-- ACTIVITY --
All lines in the material containing the word "because" need to be copied.

-- INFORMATION PROVIDED --
:::

PR #1215, opened 2026-02-14
[registry]: add RegistryKeychainClient to the main client library

saehejkang:
## Type of Change
- [ ] Bug fix
- [x] New feature  
- [ ] Breaking change
- [ ] Documentation update

## Motivation and Context

Introduces the `RegistryKeychainClient` to the main API client library. The client does not talk to the server and is more so an extraction of keychain/registry logic from the commands.

## Depends On

Waiting for #1195 to be merged, before marking this ready for review.

## Testing
- [x] Tested locally
- [ ] Added/updated tests
- [ ] Added/updated docs

### DIFF
--- a/Sources/ContainerCommands/Registry/RegistryLogin.swift
+++ b/Sources/ContainerCommands/Registry/RegistryLogin.swift
@@ -18,6 +18,7 @@ import ArgumentParser
 import ContainerAPIClient
 import ContainerPersistence
 import ContainerPlugin
+import ContainerResource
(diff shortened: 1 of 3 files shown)


Sources/ContainerCommands/Registry/RegistryLogin.swift
saehejkang, line 83: Neglected to name the new client `RegistryClient`, because it is already defined like so in the `containerization` project

PR #1216, opened 2026-02-14
[networks]: add decoder/encoder to Attachment and NetworkStatus

### LINKED ISSUE #1196: Attachment and NetworkStatus lack backward-compatible decoding (unlike NetworkConfiguration)
## Summary

The `Attachment` and `NetworkStatus` structs in `ContainerResource` do not handle backward-compatible JSON decoding when communicating with older versions of `container-apiserver`. This causes `keyNotFound` decoding errors when a client built against v0.9.0 of this package talks to the v0.7.0 `container-apiserver` that ships with macOS 26.

`NetworkConfiguration` already handles this correctly with fallback decoding — `Attachment` and `NetworkStatus` should do the same.

## Background

Between v0.7.0 and v0.9.0, several JSON field names were renamed:

| Struct | v0.7.0 field | v0.9.0 field |
|--------|-------------|-------------|
| `Attachment` | `address` (String) | `ipv4Address` (CIDRv4) |
| `Attachment` | `gateway` (String) | `ipv4Gateway` (IPv4Address) |
| `NetworkStatus` | `address` (String) | `ipv4Subnet` (CIDRv4) |
| `NetworkStatus` | `gateway` (String) | `ipv4Gateway` (IPv4Address) |
| `NetworkConfiguration` | `subnet` (String?) | `ipv4Subnet` (CIDRv4?) |

`NetworkConfiguration` already has a custom `init(from decoder:)` that tries `ipv4Subnet` first and falls back to `subnet`:

```swift
// NetworkConfiguration.swift (already correct)
let subnetText =
    try container.decodeIfPresent(String.self, forKey: .ipv4Subnet)
    ?? container.decodeIfPresent(String.self, forKey: .subnet)
```

`Attachment` and `NetworkStatus` use the default synthesized `Codable` conformance, which only accepts the new field names and fails with `keyNotFound` when it encounters the old ones.

## Impact

Any downstream project (e.g., [socktainer](https://github.com/socktainer/socktainer)) that builds against `apple/container` v0.9.0 but runs on a stock macOS 26 system (which ships `container-apiserver` v0.7.0) will crash when decoding network data.

Error:
```
keyNotFound(CodingKeys(stringValue: "ipv4Address", intValue: nil),
  Swift.DecodingError.Context(codingPath: [..., "networks", ...],
  debugDescription: "No value associated with key \"ipv4Address\""))
```

## Suggested Fix

Add custom `init(from decoder:)` to `Attachment` and `NetworkStatus`, matching the pattern already used in `NetworkConfiguration`.

For `Attachment` (`Sources/ContainerResource/Network/Attachment.swift`):

```swift
public init(from decoder: Decoder) throws {
    let container = try decoder.container(keyedBy: CodingKeys.self)
    self.network = try container.decode(String.self, forKey: .network)
    self.hostname = try container.decode(String.self, forKey: .hostname)

    if let addr = try? container.decode(CIDRv4.self, forKey: .ipv4Address) {
        self.ipv4Address = addr
    } else {
        self.ipv4Address = try container.decode(CIDRv4.self, forKey: .address)
    }

    if let gw = try? container.decode(IPv4Address.self, forKey: .ipv4Gateway) {
        self.ipv4Gateway = gw
    } else {
        self.ipv4Gateway = try container.decode(IPv4Address.self, forKey: .gateway)
    }

    self.ipv6Address = try container.decodeIfPresent(CIDRv6.self, forKey: .ipv6Address)
    self.macAddress = try container.decodeIfPresent(MACAddress.self, forKey: .macAddress)
}

private enum CodingKeys: String, CodingKey {
    case network, hostname, ipv4Address, ipv4Gateway, ipv6Address, macAddress
    case address, gateway // v0.7.0 field names
}
```

Same pattern for `NetworkStatus` (`Sources/ContainerResource/Network/NetworkState.swift`).

## Related

- socktainer/socktainer#181 — downstream breakage caused by this inconsistency

saehejkang:
## Type of Change
- [x] Bug fix
- [ ] New feature  
- [x] Breaking change
- [ ] Documentation update

## Motivation and Context

Adds backward-compatible JSON decoding/encoding fallback for `Attachment` and `NetworkStatus` to prevent `keyNotFound` errors when communicating with older `container-apiserver` versions.

Temporary fix but closes #1196

## Testing

Tests ✅ based on comment [here](https://github.com/apple/container/issues/1196#issuecomment-3902754548)


Sources/ContainerResource/Network/NetworkState.swift
```diff
@@ -39,6 +39,43 @@ public struct NetworkStatus: Codable, Sendable {
         self.ipv4Gateway = ipv4Gateway
         self.ipv6Subnet = ipv6Subnet
     }
+
+    enum CodingKeys: String, CodingKey {
+        case ipv4Subnet
+        case ipv4Gateway
+        case ipv6Subnet
+        // TODO: retain for deserialization compatability for now, remove later
```
manojmahapatra: typo: compatability -> compatibility

Sources/ContainerResource/Network/Attachment.swift
```diff
@@ -47,4 +47,49 @@ public struct Attachment: Codable, Sendable {
...
     }
+
+    enum CodingKeys: String, CodingKey {
+        case network
+        case hostname
+        case ipv4Address
+        case ipv4Gateway
+        case ipv6Address
+        case macAddress
+        // TODO: retain for deserialization compatability for now, remove later
```
manojmahapatra: typo: compatability -> compatibility.

Sources/ContainerResource/Network/Attachment.swift
```diff
@@ -47,4 +47,49 @@ public struct Attachment: Codable, Sendable {
...
+    }
+
+    /// Create a configuration from the supplied Decoder, initializing missing
+    /// values where possible to reasonable defaults.
+    public init(from decoder: Decoder) throws {
+        let container = try decoder.container(keyedBy: CodingKeys.self)
+
+        network = try container.decode(String.self, forKey: .network)
+        hostname = try container.decode(String.self, forKey: .hostname)
+        if let address = try? container.decode(CIDRv4.self, forKey: .ipv4Address) {
```
manojmahapatra, line 75: Suggestion: would be nice to add some tests for legacy payload decoding.

manojmahapatra, line 75: Suggestion: I think optional `try?` for fallback approach will swallow decode errors. A better approach would be fallback only on keyNotFound and throw error for malformed payloads. You could use something akin to;

```Swift
 private static func decodeOrFallback<T: Decodable>(
      _ type: T.Type,
      from container: KeyedDecodingContainer<CodingKeys>,
      primary: CodingKeys,
      fallback: CodingKeys
  ) throws -> T {
      do {
          // return primary
      } catch let DecodingError.keyNotFound(key, _) where key.stringValue ==
  primary.stringValue {
          // return fallback
      } catch {
          // throw error
      }
  }

// callsite will be much cleaner

ipv4Address = try Self.decodeOrFallback(
      CIDRv4.self,
      from: container,
      primary: .ipv4Address,
      fallback: .address
  )
```

saehejkang: I see the point about being more precise with error handling, but in this case I think it is a bit over-engineered for what we need right now. I also agree that swallowing all decode errors via `try?` isn’t ideal, but at the moment we don’t have meaningful error propagation wired up (managed resource work). Would prefer to just keep what we have here.

saehejkang: This might warrant an issue (bug or request) to be added on later.  I want to get these changes merged soon because they are blocking `socktainer` users from using the latest version of `container`.

Sources/ContainerResource/Network/Attachment.swift
saehejkang: good catch

Sources/ContainerResource/Network/NetworkState.swift
saehejkang: good catch

saehejkang:
@jglogan bringing this to your inbox as it a blocker for socktainer and should get merged soon

saehejkang:
@JaewonHur ready for your ✅ again

JaewonHur:
Looks like some conflicts with main..?

saehejkang:
> Looks like some conflicts with main..?

should be fixed now I think

saehejkang:
@JaewonHur bump 😄

Sources/ContainerResource/Network/Attachment.swift
```diff
@@ -51,4 +51,49 @@ public struct Attachment: Codable, Sendable {
...
+    enum CodingKeys: String, CodingKey {
+        case network
+        case hostname
+        case ipv4Address
+        case ipv4Gateway
+        case ipv6Address
+        case macAddress
+        // TODO: retain for deserialization compatibility for now, remove later
+        case address
+        case gateway
```
JaewonHur, line 65: Sorry for the delay.
Seems `mtu` field is added.
Let me approve and merge it once it is done!

saehejkang: I just pushed the changes that should fix the ci issues. Completely forgot about the `mtu` field that was just added.

vxnkjyffmq-code:
Appreciate it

:::

-- OUTPUT FOR THIS EXERCISE --
saehejkang, line 83: Neglected to name the new client `RegistryClient`, because it is already defined like so in the `containerization` project
saehejkang: This might warrant an issue (bug or request) to be added on later.  I want to get these changes merged soon because they are blocking `socktainer` users from using the latest version of `container`.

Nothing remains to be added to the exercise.